Yang Zhengyu, Huang Wenzhong, McKenzie Joanne E, Xu Rongbin, Yu Pei, Wu Yao, Liu Yanming, Wen Bo, Zhang Yiwen, Yu Wenhua, Ye Tingting, Zhang Yuxi, Ju Ke, Hales Simon, Coelho Micheline de Sousa Zanotti Stagliorio, Matus Patricia, Tantrakarnapa Kraichat, Guo Yue Leon, Kliengchuay Wissanupong, Lavigne Eric, Phung Dung, Saldiva Paulo Hilario Nascimento, Guo Yuming, Li Shanshan
Climate Air Quality Research Unit, School of Public Health and Preventive Medicine, Monash University, Melbourne, Victoria Australia.
Methods in Evidence Synthesis Unit, School of Public Health and Preventive Medicine, Monash University, Melbourne, Victoria Australia.
Nat Water. 2025;3(5):561-570. doi: 10.1038/s44221-025-00425-8. Epub 2025 Apr 8.

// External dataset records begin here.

PR #1056, opened 2022-07-27
Reack elements decomposited

LordAsmodey:
[DEMO LINK](https://LordAsmodey.github.io/react_decompose/)


src/components/Article/Article.css
```diff
@@ -1 +1,30 @@
...
+    margin: 3.5em auto;
+  }
+}
+@media (min-width: 500px) {
+
+  .article {
+    margin: 3.5em auto 0;
+    padding: 2em;
+  }
+}
```
Oleksandr-Pustovit, line 30: I think this will fail. 
In the original css file media500 went before media800 and when screen was 800+ the last one overwrited properties from media500. In your code it will not do that.

Oleksandr-Pustovit (changes requested):
Good job!
Only one thing to check.

src/components/Article/Article.css
LordAsmodey: Fixed!

ivan-kadykalo (approved):
🚀

PR #1097, opened 2022-08-03
Solution

oleg-zolkiewskyi:


src/App.css
```diff
@@ -14,74 +14,6 @@ body {
...
-  color: #333;
-}
-
-.article__paragraph:not(:first-child) {
-  margin-top: 0.7em;
-}
-
 @media (min-width: 500px) {
   .header {
     text-align: left;
```
Anna-Tkachenko, line 19: You should also move styles in media queries to corresponding styles (styles for header to Header.css, ...)

Anna-Tkachenko (changes requested):
Please, add demo link to description of your pull request

alexandra-protyanova (approved):

PR #1129, opened 2022-09-01
Solution

anna-kolmakova:
[DEMO LINK](https://anna-kolmakova.github.io/react_decompose/)


src/components/Article/Article.jsx
```diff
@@ -4,3 +4,72 @@
 // Create an Article function returning the HTML of article block
 
 // Add a default export statement for Article component to use it in the other files
+
+import React from 'react';
+import './Article.css';
+
+const Article = () => (
+  <React.Fragment>
```
AndreyJigijalkin, line 12:
```suggestion
  <>
```
You can use empty braces instead of using react.fragment:)

AndreyJigijalkin (approved):
Very good:)

src/components/Article/Article.jsx
AndriiRut: but in this case, you don't need React.Fragment at all!
you already have one parent element and it's `<article></article>`.

src/components/Welcome/Welcome.jsx
```diff
@@ -4,3 +4,16 @@
...
 // Add a default export statement for Welcome component to use it in the other files
+import React from 'react';
+import './Welcome.css';
+
+const Welcome = () => (
+  <React.Fragment>
+    <section className="welcome">
+      <span className="welcome__text">Sticky Header!</span>
+    </section>
+  </React.Fragment>
```
AndriiRut, line 15:
```suggestion
    <section className="welcome">
      <span className="welcome__text">Sticky Header!</span>
    </section>
```

AndriiRut (changes requested):

src/components/Welcome/Welcome.jsx
anna-kolmakova: спасибо, исправила)

AndriiRut (approved):
🚀

PR #1130, opened 2022-09-01
Solution

kir8mir:
- [DEMO LINK](https://kir8mir.github.io/react_decompose/)


src/App.jsx
```diff
@@ -1,81 +1,28 @@
...
-    </main>
+
+      <main className="app">
+        <section className="welcome">
+          <Welcome />
+        </section>
+
+        <article className="article">
+          <Article />
+        </article>
```
OlehMy, line 23:
```suggestion
        <Welcome />
        <Article />
```
In my opinion, better to write these tags directly in the block)

src/components/Navigation/Navigation.jsx
```diff
@@ -0,0 +1,12 @@
+import React from 'react';
+import './Navigation.css';
+
+const Navigation = () => (
+  <nav className="navigation">
+    <a className="navigation__link" href="#about">About</a>
+    <a className="navigation__link" href="#services">Services</a>
+    <a className="navigation__link" href="#contact">Contact</a>
```
OlehMy, line 8:
```suggestion
      {links.map(link => (
        <a
          className="navigation__link"
          key={link.href}
          href={link.href}
        >
          {link.label}
        </a>
      ))}
```
Also in this case you can create some array, and to use map to avoid code duplication))

OlehMy (approved):
Good job)

danylo-onishchuk (approved):

PR #1132, opened 2022-09-02
solution

pelahiia:
[[DEMO LINK](https://pelahiia.github.io/react_decompose/)]


src/App.jsx
```diff
@@ -1,80 +1,16 @@
...
-          turpis. Vestibulum rhoncus placerat nulla vitae suscipit. Curabitur
-          consectetur ex ut odio tristique vehicula. Ut ligula tortor,
-          tincidunt quis sodales vitae, ornare a turpis. Proin sit amet finibus
-          enim. Fusce tempus a neque vitae tempor. Aenean rutrum, libero
-          iaculis interdum vulputate, dui eros vehicula nisi, at interdum enim
-          lacus eu diam.
-        </p>
-      </article>
+      <Welcome />
+      <Header />
```
qoa11a, line 12: It's better to move header outside of \<main\> tag.

qoa11a (changes requested):

src/App.jsx
pelahiia: The problem is that in the given markup <header> is inside <main>
Main has its own classes, so all styles will be changed ii I move it outside the tag
image

src/App.jsx
```diff
@@ -1,80 +1,16 @@
 import React from 'react';
 import './App.css';
+import Welcome from './components/Welcome/Welcome';
+import Header from './components/Header/Header';
+import Article from './components/Article/Article';
 // Move each BEM block to a separate component (file) and import them here
```
liliia-livandovskaya, line 6: remove comments

PR #1149, opened 2022-09-05
Solution

ShmelyovOleg:
[DEMO LINK](https://shmelyovOleg.github.io/react_decompose/)


src/components/Header/Header.jsx
```diff
@@ -1,6 +1,13 @@
-// import the React library here
-// import a css file containig article styles
+import React from 'react';
+import Navigation from '../Navigation/Navigation';
```
oksana-logos-frontend, line 2: Where is your Navigation?It should be in folder components but i didn't find it here  and Git`s check says the same.  
Знімок екрана 2022-09-05 о 22 35 12

oksana-logos-frontend (changes requested):
Almost great)))
But please add Navigation folder with file to components.You import Navigation but I didn't find it.

oksana-logos-frontend (approved):
Great))

danylo-onishchuk (approved):

PR #3607, opened 2025-03-22
Develop

kevinlino1908:
[DEMO LINK](https://kevinlino1908.github.io/react_decompose/)

### DIFF
--- a/src/components/Header/Header.jsx
+++ b/src/components/Header/Header.jsx
@@ -1,5 +1,26 @@
 // import a css file containig header styles
 
+import './Header.css';
+
 // Create a Header function returning the HTML of header block
+const Header = () => {
+  return (
+    <header className="header">
+      <h1 className="header__title">Site Name</h1>
+      <nav className="navigation">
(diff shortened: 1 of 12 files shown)


kevinlino1908:
@mateacademy-ai-mentor todos os testes passaram

pedro-ruas (changes requested):
I'm not sure, but I believe the header should not take the whole screen height

src/components/Header/Header.jsx
```diff
@@ -1,5 +1,26 @@
...
+        <a className="navigation__link" href="#about">
+          About
+        </a>
+        <a className="navigation__link" href="#services">
+          Services
+        </a>
+        <a className="navigation__link" href="#contact">
+          Contact
+        </a>
+      </nav>
```
raulriato, line 20: You may also create a folder for the Navigation component and move navigation there.

raulriato (changes requested):
Your code looks great. Just need a little chnge.

PR #3717, opened 2025-05-13
added components

torry455:


yelyzavetaz (approved):
Great work on this — the implementation is clean and everything works as expected! ദ്ദി/ᐠ｡‸｡ᐟ\

One small suggestion from the task: it might be a good idea to extract the navigation into a separate Navigation component for better reusability and clarity. 

But overall, really solid job!

PR #3736, opened 2025-05-14
add task solution

Dikanb:
https://Dikanb.github.io/react_decompose/

Split the `App.js` into components based on CSS blocks. CSS code should be split too.
- You already have `Article`, `Header` and `Welcome` folders inside `./src/components/` with required files.
- You may also create a folder for the `Navigation` component and move navigation there.
- Tests expect you to use `export default` for all the components.


YarRudenko (changes requested):
You have already nice code, but your DEMO Link - has some problem and get Error 404.

PR #3759, opened 2025-05-24
React decompose

SasaOstojic:


vadim-ilchenko (approved):
Auto-approved: Kodree task fix

PR #3904, opened 2025-07-29
Solution

romkas228:
[DEMO LINK](https://romkas228.github.io/react_decompose/)


horidor (approved):
Good job! Code correctly decomposes react components into small modules that are easy to work with without modyfing the initial page design.

PR #3910, opened 2025-07-30
added task solution

horidor:
Link: [DEMO LINK](https://horidor.github.io/react_decompose/)


YuliaProkipchuk (approved):
Good job! In the future it would be better to remove comments.

PR #3915, opened 2025-07-30
solution

isobol-js:


src/components/Article/Article.jsx
```diff
@@ -1,5 +1,68 @@
-// import a css file containig article styles
+import React from 'react';
```
YevheniiKa, line 1: Starting with React 17 and newer, the compiler automatically adds the React import to the generated code, so it is not necessary to explicitly write import React from ‘react’.

PR #4010, opened 2025-09-15
Solution

IvanVaniuk:
[DEMO LINK](https://IvanVaniuk.github.io/react_decompose/)


src/components/Article/Article.css
```diff
@@ -1 +1,31 @@
 /* Put article styles here */
```
volodymyr-soltys97, line 1: Remove all comments
```suggestion
```

src/components/Article/Article.jsx
```diff
@@ -1,5 +1,68 @@
 // import a css file containig article styles
-
+import './Article.css'
 // Create an Article function returning the HTML of article block
-
+const Article = () => {
+  return (
+    <article className="article">
```
volodymyr-soltys97, line 6: You don't need to use return here
```suggestion
const Article = () => (
    <article className="article">
```

volodymyr-soltys97 (approved):
Good job 👍

PR #4375, opened 2026-04-21
Solution

yana-karpovych:
https://yana-karpovych.github.io/react_decompose/


DmitriyS2k (approved):
The task is solved, well done!

PR #4377, opened 2026-04-22
add task solution

DmitriyS2k:
[DEMO LINK](https://DmitriyS2k.github.io/react_decompose/)


src/components/Article/Article.jsx
```diff
@@ -1,5 +1,67 @@
-// import a css file containig article styles
+import React from 'react';
```
linska, line 1: import React is no longer needed here 🙂 With the new JSX transform, it’s handled automatically, so you can safely remove it to keep the code a bit cleaner.

linska (approved):
Looks good to me 🔥

DanilWeda (approved):

PR #3651, opened 2025-04-02
fix: check kafka batch config

Yisaer:


extensions/impl/kafka/sink.go
```diff
@@ -161,6 +161,9 @@ func (k *KafkaSink) Provision(ctx api.StreamContext, configs map[string]any) err
 	if err != nil {
 		return err
 	}
+	if k.kc.BatchSize == 0 && k.kc.LingerInterval == 0 {
```
ngjaying, line 164: How about just report error?

Yisaer: `batchSize:0 ` and `lingerInterval:0` will make batch op can't send the msg, and the `batchSize:0` will be sent in the props by neuronex by default if it is not set .

ngjaying (approved):

PR #3671, opened 2025-04-15
feat: support eof tuple when rule stop

Yisaer:


internal/topo/node/source_node.go
```diff
@@ -138,6 +158,9 @@ func (m *SourceNode) traceStart(ctx api.StreamContext, meta map[string]any, tupl
 }
 
 func (m *SourceNode) ingestAnyTuple(ctx api.StreamContext, data any, meta map[string]any, ts time.Time) {
+	if m.recvFinNotify.Load() {
```
ngjaying, line 161: Just stop ingesting seems incorrect. The state will save til the last checkpoint barrior, but the source may already stopped ingest before receiving the barrior.

PR #3689, opened 2025-05-06
feat: support batch request

### LINKED ISSUE #2746: REST API to delete multiple/all rules
**What would you like to be added/modified**:
I propose the addition of a new endpoint that accepts a list of rule IDs to be deleted in a single API call. This would allow users to perform bulk deletions without having to make multiple individual requests, thereby reducing network overhead and improving system performance.

**Why is this needed**:
As a user of ekuiper, I often find the need to efficiently delete multiple rules through a REST API. Currently, the system only supports the deletion of individual rules through the API. To enhance the usability and efficiency of ekuiper, it would be beneficial to introduce a new REST API endpoint that allows for the simultaneous deletion of multiple rules.

Yisaer:
Closed #2746

### DIFF
--- a/docs/en_US/api/restapi/overview.md
+++ b/docs/en_US/api/restapi/overview.md
@@ -44,10 +44,9 @@ POST http://localhost:9081/batch/req
         "path": "/streams/demobatch"
     }
 ]
-```
 
-response
-```json
+Response
+
 [
     {
         "code": 201,
--- a/docs/zh_CN/api/restapi/overview.md
+++ b/docs/zh_CN/api/restapi/overview.md
@@ -42,10 +42,9 @@ POST http://localhost:9081/batch/req
         "path": "/streams/demobatch"
     }
 ]
-```
 
-response
-```json
+Response
+
 [
     {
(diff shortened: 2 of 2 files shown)


internal/server/rest_test.go
```diff
@@ -1004,3 +1006,29 @@ func (suite *RestTestSuite) TestWaitStopRule() {
 	require.True(suite.T(), end.Sub(now) >= 300*time.Millisecond)
 	waitAllRuleStop()
 }
+
```
ngjaying, line 1009: Suggest not to add new case to this file any more because it needs a lot of duplicate code to mock. Just add a test case in fvt

ngjaying (commented):
Please add the doc.

internal/server/batch_init.go
```diff
@@ -0,0 +1,58 @@
+// Copyright 2025 EMQ Technologies Co., Ltd.
```
ngjaying, line 1: This is not a init file, rename it or move the code into rest.go.

PR #3710, opened 2025-05-23
feat: add rule cpu metrics panel

Yisaer:


ngjaying (changes requested):
Suggest to merge the if condition

PR #3721, opened 2025-05-27
feat: support rule tags

Yisaer:


internal/server/rule_tag.go
```diff
@@ -0,0 +1,167 @@
...
+}
+
+func rulesTagsHandler(w http.ResponseWriter, r *http.Request) {
+	tagsReq := &RuleTagRequest{Tags: []string{}}
+	if err := json.NewDecoder(r.Body).Decode(&tagsReq); err != nil {
+		handleError(w, err, "decode body error", logger)
+		return
+	}
+	res := make([]string, 0)
+	rss := registry.list()
```
ngjaying, line 159: registry only has running rules. The list should get from the DB.

ngjaying (approved):

PR #3727, opened 2025-06-03
feat: support eof barrier

Yisaer:


internal/topo/checkpoint/responder.go
```diff
@@ -54,6 +54,10 @@ func (re *ResponderExecutor) TriggerCheckpoint(checkpointId int64) error {
 	barrier := &Barrier{
 		CheckpointId: checkpointId,
 		OpId:         name,
+		IsEof:        isEof,
+	}
+	if st, ok := re.task.(SourceTask); ok {
```
ngjaying, line 59: Is this correct? Always notify close regardless of the isEof signal.

ngjaying:
Will create another PR later

PR #3755, opened 2025-06-27
feat: support median function

Yisaer:


ngjaying (changes requested):
Add more ut & doc as well

internal/binder/function/funcs_agg.go
```diff
@@ -25,6 +26,33 @@ import (
...
+				return int64(0), true
+			}
+			switch arg0[0].(type) {
+			case float64:
+				f64s, err := cast.ToFloat64Slice(arg0, cast.CONVERT_SAMEKIND, cast.IGNORE_NIL)
+				if err != nil {
+					return err, false
+				}
+				return median(f64s), true
+			case int64:
```
ngjaying, line 43: Must cover int type as well

ngjaying (changes requested):

ngjaying (approved):

PR #3757, opened 2025-06-30
feat: support state window

Yisaer:


abdelhameedhamdy:
I am trying to create a rule using REST service, with statewindow()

Floods of unprecedented intensity and frequency have been observed. However, evidence regarding the impacts of floods on hospitalization remains limited. Here we collected daily hospitalization counts during 2000-2019 from 747 communities in Australia, Brazil, Canada, Chile, New Zealand, Taiwan, Thailand and Vietnam. For each community, flooded days were defined as days from the start dates to the end dates of flood events. Lag-response associations between flooded day and daily hospitalization risks were estimated for each community using a quasi-Poisson regression model with a distributed lag nonlinear function. The community-specific estimates were then pooled using a random-effects meta-analysis. Based on the pooled estimates, attributable fractions of hospitalizations due to floods were calculated. We found that hospitalization risks increased and persisted for up to 210 days after flood exposure, with the overall relative risks being 1.26 (95% confidence interval 1.15-1.38) for all causes, 1.35 (1.21-1.50) for cardiovascular diseases, 1.30 (1.13-1.49) for respiratory diseases, 1.26 (1.10-1.44) for infectious diseases, 1.30 (1.17-1.45) for digestive diseases, 1.11 (0.98-1.25) for mental disorders, 1.61 (1.39-1.86) for diabetes, 1.35 (1.21-1.50) for injury, 1.34 (1.21-1.48) for cancer, 1.34 (1.20-1.50) for nervous system disorders and 1.40 (1.22-1.60) for renal diseases. The associations were modified by climate types, flood severity, age, population density and socioeconomic status. Flood exposure contributed to hospitalizations by up to 0.27% from all causes. This study revealed that flood exposure was associated with increased all-cause and ten cause-specific hospitalization risks within up to 210 days after exposure.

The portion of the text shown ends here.